Task goal
Using the entries below, write out the line with "PR #3257, opened 2019-07-19", the line with "According to the", and every line in between, exactly as each is written.

[Source data Boundary: Start]

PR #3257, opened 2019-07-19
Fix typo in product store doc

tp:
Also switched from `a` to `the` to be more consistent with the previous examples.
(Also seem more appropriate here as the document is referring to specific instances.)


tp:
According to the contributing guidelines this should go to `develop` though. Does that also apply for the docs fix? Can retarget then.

[Source data Boundary: End]
[Source data Boundary: Start]

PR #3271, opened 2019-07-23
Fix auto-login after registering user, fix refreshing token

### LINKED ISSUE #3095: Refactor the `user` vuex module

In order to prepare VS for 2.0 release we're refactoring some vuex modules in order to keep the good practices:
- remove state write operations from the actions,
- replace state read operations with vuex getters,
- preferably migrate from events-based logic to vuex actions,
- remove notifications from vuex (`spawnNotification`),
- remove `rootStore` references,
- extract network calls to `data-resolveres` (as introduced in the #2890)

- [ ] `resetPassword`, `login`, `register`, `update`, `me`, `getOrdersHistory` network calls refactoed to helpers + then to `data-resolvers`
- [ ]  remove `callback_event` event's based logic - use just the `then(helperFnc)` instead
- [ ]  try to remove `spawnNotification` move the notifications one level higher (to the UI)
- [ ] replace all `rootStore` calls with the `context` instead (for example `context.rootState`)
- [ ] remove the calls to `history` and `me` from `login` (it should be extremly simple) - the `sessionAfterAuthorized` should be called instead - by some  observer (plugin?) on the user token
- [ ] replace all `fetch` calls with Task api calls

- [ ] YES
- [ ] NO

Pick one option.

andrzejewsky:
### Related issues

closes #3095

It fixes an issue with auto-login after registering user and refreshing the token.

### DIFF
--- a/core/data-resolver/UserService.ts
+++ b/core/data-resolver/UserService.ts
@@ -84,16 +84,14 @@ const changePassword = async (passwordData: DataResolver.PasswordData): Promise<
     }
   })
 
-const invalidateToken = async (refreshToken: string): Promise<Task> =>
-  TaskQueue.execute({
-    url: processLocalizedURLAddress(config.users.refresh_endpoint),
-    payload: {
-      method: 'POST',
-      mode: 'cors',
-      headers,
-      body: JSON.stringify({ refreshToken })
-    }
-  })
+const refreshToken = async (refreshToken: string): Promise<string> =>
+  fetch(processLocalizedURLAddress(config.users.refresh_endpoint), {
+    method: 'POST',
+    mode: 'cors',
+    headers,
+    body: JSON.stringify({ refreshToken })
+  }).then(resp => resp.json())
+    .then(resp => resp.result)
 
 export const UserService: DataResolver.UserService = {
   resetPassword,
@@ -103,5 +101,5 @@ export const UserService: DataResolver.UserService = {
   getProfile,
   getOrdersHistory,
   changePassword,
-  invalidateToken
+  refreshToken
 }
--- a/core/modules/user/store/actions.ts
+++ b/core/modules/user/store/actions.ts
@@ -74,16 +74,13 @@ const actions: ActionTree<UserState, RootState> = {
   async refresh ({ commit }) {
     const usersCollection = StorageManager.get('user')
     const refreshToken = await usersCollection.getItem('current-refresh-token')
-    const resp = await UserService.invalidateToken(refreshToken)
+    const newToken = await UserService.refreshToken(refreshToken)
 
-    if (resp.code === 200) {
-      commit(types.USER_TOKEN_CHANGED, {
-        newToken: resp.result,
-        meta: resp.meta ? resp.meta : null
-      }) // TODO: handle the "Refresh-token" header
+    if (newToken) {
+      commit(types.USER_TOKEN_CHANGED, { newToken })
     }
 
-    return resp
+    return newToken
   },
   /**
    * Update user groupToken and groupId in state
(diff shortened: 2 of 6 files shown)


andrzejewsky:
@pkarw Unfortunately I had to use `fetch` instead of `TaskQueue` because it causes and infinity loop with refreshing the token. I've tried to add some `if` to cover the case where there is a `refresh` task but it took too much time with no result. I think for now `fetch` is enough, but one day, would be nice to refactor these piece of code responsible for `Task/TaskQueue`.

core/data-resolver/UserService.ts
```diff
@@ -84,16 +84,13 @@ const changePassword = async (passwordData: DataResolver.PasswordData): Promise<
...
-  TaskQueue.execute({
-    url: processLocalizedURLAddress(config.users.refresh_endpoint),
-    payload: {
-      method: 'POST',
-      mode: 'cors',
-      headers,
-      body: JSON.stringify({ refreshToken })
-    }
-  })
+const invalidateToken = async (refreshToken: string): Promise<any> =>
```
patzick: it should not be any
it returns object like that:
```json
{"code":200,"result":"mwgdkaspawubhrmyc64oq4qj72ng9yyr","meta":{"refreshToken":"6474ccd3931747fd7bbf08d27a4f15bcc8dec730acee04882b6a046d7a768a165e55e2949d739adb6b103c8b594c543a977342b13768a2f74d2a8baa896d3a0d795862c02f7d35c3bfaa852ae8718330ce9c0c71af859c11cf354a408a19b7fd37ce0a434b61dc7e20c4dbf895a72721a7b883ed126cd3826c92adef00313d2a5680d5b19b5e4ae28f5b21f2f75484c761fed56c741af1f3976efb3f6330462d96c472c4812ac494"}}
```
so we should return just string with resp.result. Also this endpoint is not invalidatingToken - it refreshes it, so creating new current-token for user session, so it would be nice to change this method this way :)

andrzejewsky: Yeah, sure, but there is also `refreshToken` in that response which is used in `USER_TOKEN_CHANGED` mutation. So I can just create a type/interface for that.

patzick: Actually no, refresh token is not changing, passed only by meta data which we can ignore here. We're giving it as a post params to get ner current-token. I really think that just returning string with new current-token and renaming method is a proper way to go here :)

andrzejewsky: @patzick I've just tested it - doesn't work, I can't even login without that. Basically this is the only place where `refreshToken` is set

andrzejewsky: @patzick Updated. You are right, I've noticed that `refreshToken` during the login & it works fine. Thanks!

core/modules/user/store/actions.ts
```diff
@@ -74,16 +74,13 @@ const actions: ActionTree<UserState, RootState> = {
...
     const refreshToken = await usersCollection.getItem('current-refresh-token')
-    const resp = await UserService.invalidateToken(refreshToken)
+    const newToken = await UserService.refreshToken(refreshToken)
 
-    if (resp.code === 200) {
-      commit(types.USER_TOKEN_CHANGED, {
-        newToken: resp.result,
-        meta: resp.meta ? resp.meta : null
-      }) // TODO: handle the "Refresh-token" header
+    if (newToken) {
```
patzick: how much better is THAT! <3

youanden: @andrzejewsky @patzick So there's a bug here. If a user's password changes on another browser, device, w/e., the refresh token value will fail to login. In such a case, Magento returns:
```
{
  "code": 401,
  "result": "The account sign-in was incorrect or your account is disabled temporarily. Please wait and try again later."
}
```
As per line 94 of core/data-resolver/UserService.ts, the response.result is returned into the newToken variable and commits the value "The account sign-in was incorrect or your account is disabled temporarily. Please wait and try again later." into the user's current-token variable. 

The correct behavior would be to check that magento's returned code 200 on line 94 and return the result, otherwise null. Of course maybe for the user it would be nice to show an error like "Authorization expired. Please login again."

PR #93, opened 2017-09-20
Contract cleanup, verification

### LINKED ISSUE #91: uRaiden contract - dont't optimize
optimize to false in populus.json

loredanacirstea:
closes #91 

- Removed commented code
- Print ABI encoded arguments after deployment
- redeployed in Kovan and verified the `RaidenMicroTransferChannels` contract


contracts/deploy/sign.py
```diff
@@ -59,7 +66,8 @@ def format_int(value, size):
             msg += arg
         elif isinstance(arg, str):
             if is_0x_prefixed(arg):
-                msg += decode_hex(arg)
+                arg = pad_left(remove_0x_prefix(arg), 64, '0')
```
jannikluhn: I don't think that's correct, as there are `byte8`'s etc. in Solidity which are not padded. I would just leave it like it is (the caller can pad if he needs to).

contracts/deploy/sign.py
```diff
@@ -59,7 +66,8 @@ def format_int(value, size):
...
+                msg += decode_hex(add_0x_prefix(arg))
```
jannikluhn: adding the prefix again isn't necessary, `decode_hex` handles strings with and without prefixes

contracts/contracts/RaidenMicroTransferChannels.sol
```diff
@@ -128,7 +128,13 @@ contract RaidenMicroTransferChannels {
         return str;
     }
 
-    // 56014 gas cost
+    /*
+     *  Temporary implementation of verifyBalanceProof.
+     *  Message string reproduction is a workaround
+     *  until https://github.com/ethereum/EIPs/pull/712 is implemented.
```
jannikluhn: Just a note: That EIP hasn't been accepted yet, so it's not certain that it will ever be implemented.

[Source data Boundary: End]

Solution
PR #3257, opened 2019-07-19
Fix typo in product store doc

tp:
Also switched from `a` to `the` to be more consistent with the previous examples.
(Also seem more appropriate here as the document is referring to specific instances.)


tp:
According to the contributing guidelines this should go to `develop` though. Does that also apply for the docs fix? Can retarget then.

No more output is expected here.